WhatsApp Introduces Voice Message Transcripts, Jiji Dominates Nigerian E-commerce, and Kenya Cancels Adani Deals

Taylor Brooks

Taylor Brooks

November 22, 2024 · 3 min read
WhatsApp Introduces Voice Message Transcripts, Jiji Dominates Nigerian E-commerce, and Kenya Cancels Adani Deals

WhatsApp, the popular social media platform, has announced the rollout of voice message transcripts, offering users a convenient way to access and review voice messages. The new feature, available in the "Chats" section of WhatsApp settings, allows users to long-press a voice message and tap the "Transcribe" option to generate a written transcript.

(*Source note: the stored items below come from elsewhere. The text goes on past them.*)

PR #1313, opened 2021-08-24
fix error when trying to read 0 bytes at eof

Skeeve:
When reading an avro file record for record each time when reading the last record DataFileReader tries to get the next block but (of course) fails. This fixes the issue.

### Jira

I have no Jira access.

### Tests

- [X] does not need testing for this extremely good reason:

It's a +/-1 issue and the fix is in use now for 5 months.

### DIFF
--- a/lang/perl/lib/Avro/DataFileReader.pm
+++ b/lang/perl/lib/Avro/DataFileReader.pm
@@ -133,12 +133,12 @@ sub next {
 
     my @objs;
 
-    $datafile->read_block_header if $datafile->eob;
+    $datafile->read_block_header if $datafile->eob and not $datafile->eof;
     return ()                    if $datafile->eof;
 
     my $block_count = $datafile->{object_count};
 
-    if ($block_count <= $count) {
+    if ($block_count < $count) {
         push @objs, $datafile->read_to_block_end;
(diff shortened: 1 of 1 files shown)


lang/perl/lib/Avro/DataFileReader.pm
```diff
@@ -133,12 +133,12 @@ sub next {
 
     my @objs;
 
-    $datafile->read_block_header if $datafile->eob;
+    $datafile->read_block_header if $datafile->eob and not $datafile->eof;
     return ()                    if $datafile->eof;
```
martin-g, line 137: Why don't you move this line before line 136 ?

martin-g:
>     * does not need testing for this extremely good reason:
> 
> 
> It's a +/-1 issue and the fix is in use now for 5 months.

This is not a good reason!
A test would help to prevent regressions in the future!

lang/perl/lib/Avro/DataFileReader.pm
Skeeve: Good point.

Skeeve:
Sorry, but in March I simply required the stuff to work and I had (and have not) time to dive into all the source code and stuff around it of a module I simply want to use.
Take it or leave it.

In other news, Jiji, a Nigerian e-commerce marketplace, has shared its playbook for gaining market dominance. Despite launching two years behind e-commerce behemoths like Jumia and Konga, Jiji has managed to surpass its competitors, including Naspers-owned OLX, which it acquired in 2019. According to Jiji's CEO and co-founder Anton Volianskyi, the company's success can be attributed to its rigorous ad moderation, anti-scam system, and verified badges for sellers.

In an interview with TechCabal, Volianskyi discussed how Jiji scaled to success through acquisitions and cost-effective marketing. The company's efforts to reduce fraud and improve user experience have paid off, with Jiji now boasting over 6 million listings and at least 21 million users monthly.

In a separate development, Kenya has cancelled its $2.6 billion Adani deals following a US indictment of Gautam Adani, chairman of the Adani group, on bribery charges. The Kenyan government had faced opposition to the deals, which included a 30-year concession to manage Nairobi's JKIA airport, citing concerns over job losses and lack of value for money to taxpayers.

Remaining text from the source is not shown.